[Stored data entries]
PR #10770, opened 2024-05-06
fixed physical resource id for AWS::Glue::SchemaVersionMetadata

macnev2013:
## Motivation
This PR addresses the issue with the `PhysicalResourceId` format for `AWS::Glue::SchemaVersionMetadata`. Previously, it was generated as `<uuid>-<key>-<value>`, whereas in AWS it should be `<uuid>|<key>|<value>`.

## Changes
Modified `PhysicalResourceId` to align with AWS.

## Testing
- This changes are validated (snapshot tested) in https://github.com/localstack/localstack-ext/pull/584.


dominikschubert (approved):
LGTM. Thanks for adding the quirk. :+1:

* * *

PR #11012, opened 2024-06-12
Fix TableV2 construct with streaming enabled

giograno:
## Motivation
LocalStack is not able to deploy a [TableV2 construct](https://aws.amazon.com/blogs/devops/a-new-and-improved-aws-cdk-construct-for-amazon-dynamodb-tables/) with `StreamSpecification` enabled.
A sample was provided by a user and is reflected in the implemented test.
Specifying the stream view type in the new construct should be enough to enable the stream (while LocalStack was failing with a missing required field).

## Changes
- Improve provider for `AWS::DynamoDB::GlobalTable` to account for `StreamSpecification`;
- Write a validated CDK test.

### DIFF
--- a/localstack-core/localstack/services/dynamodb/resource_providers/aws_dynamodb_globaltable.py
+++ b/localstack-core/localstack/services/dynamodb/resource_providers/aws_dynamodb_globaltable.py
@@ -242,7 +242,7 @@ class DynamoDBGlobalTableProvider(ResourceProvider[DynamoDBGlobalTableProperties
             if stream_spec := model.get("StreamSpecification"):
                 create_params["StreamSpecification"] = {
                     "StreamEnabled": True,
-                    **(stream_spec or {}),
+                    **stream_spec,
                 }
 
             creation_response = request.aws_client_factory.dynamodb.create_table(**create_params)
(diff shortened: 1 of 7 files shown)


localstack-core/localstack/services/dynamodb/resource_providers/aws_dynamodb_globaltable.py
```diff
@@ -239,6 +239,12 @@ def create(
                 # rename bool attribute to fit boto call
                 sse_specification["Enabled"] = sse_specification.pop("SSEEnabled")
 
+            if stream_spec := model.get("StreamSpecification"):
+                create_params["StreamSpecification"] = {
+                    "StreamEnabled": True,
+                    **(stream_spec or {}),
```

--

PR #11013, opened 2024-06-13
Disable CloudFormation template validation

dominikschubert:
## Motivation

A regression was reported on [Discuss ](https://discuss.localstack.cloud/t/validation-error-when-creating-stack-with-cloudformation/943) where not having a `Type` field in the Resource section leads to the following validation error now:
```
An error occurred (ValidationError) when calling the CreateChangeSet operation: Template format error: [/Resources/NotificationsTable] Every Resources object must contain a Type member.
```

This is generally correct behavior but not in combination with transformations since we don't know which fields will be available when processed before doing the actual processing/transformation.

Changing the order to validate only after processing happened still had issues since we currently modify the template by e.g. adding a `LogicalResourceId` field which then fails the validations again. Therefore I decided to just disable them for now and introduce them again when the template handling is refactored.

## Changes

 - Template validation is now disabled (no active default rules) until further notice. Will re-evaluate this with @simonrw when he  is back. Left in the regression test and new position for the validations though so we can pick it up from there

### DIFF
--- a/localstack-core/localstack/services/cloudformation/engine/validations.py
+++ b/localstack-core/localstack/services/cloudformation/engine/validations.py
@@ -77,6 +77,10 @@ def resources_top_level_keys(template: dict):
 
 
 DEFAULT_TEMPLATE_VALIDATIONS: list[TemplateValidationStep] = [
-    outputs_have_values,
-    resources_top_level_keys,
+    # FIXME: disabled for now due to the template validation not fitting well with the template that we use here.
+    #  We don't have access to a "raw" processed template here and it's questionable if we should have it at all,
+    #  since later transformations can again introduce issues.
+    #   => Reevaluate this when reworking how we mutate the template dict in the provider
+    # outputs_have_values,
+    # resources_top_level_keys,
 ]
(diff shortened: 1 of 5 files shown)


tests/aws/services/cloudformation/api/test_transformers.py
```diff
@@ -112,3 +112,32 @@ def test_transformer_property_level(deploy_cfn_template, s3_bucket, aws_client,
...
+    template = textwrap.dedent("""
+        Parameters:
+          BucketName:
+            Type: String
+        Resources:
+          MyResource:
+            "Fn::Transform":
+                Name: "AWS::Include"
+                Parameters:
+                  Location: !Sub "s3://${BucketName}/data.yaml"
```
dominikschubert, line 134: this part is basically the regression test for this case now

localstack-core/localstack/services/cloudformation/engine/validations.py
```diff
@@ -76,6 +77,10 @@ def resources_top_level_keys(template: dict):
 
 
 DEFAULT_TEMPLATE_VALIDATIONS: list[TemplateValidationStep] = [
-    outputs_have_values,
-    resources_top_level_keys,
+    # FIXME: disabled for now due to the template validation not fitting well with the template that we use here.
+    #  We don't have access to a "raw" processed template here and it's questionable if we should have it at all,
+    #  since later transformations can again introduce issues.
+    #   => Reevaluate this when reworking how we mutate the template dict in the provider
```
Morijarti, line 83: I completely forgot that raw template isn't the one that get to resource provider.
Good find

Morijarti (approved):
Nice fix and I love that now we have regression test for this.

> _Exercise aim_: Looking at the records above, tally the lines holding "engine" and reply with that number only.

> _Expected output_: 3